Companhia de Navegação Lloyd Brasileiro
Company typeState-owned
FoundedFebruary 19, 1894; 130 years ago (1894-02-19)
FounderArthur Silveira da Motta
DefunctMarch 3, 1998; 26 years ago (1998-03-03)
FateDissolved
Headquarters,
Brazil
Area served
Worldwide
Key people
Américo Silveira (Chairman)[1]
ServicesContainer shipping
Freight distribution
Supply chain management

Companhia de Navegação Lloyd Brasileiro (English: Navigation Company Lloyd Brasileiro), usually just called Lloyd Brasileiro, Lóide or Lloydbrás, was a Brazilian shipping company founded on 19 February 1894.[1][2] It became the only major shipping company in South America, in particular by taking over German ships confiscated in 1917 by Brazil's entry into the First World War.[1] In 1931, Lloyd Brasileiro was among the 50 largest shipping companies in the world, owning 73 ships of 271,000 GRT combined.[1]

The company was dissolved in October 1997 during the government of president Fernando Henrique Cardoso.[3]

History

Minas Gerais in the 1920s as Affonso Penna
Aspirante Nascimento, formerly Venus of Hapag/Cruzeiro do Sul

With the independence of Brazil, the naval sector gradually restructured itself to cope with the growing demand for means of locomotion of cargo and passengers by river and sea.[2] Brazilian admiral Artur Silveira da Mota (1843–1914) attempted to establish a Brazilian overseas shipping company beginning in 1886. This was to operate two steamship lines to Europe (northern Europe to Hamburg and to the Mediterranean) and actively seek to support desirable immigration to Brazil. The ensuing unrest delayed the implementation of this plan. The company was founded in February 1894 with the federal government of Brazil as the main owner, and to this end the existing shipping companies Empreza Transatlântica Brasileira, Companhia Brasileira de Navegação a Vapor and the Companhia Nacional de Navegação a Vapor merged with the smaller shipping companies Companhia Progresso Marítimo, Companhia de Navegação da Estrada de Ferro Espírito Santo a Caravelas, to which were added in 1891 the three smaller shipping companies Companhia Bahiana de Navegação, Companhia Paraense de Navegação and the Companhia Brasileira de Estradas de Ferro e Navegação.

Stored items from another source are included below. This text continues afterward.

PR #79, opened 2015-08-03
Fix knownApps flashing issue

kennethlimcp:
Issue is from the unresolved path for the binary location.

- Path fixing function moved to settings.js
- remove "binaries/" path from specfications.js to prevent path checking issues from slipping through.
- clean up deviceSpecs index.js for now


emilyrose:
thanks again, @kennethlimcp :heart:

In fact, the main business was Brazilian coastal traffic, including traffic in the Amazon basin.[1][2] However, commercial success failed to materialize. In 1906, a plan emerged to order 18 new buildings in Britain[4] and to purchase a number of used ships. The implementation of this plan and the establishment of lines to New York and, in 1910, to Portugal and then to Great Britain and Germany did not bring the economic profits and led to the complete takeover of the company by the state before World War I.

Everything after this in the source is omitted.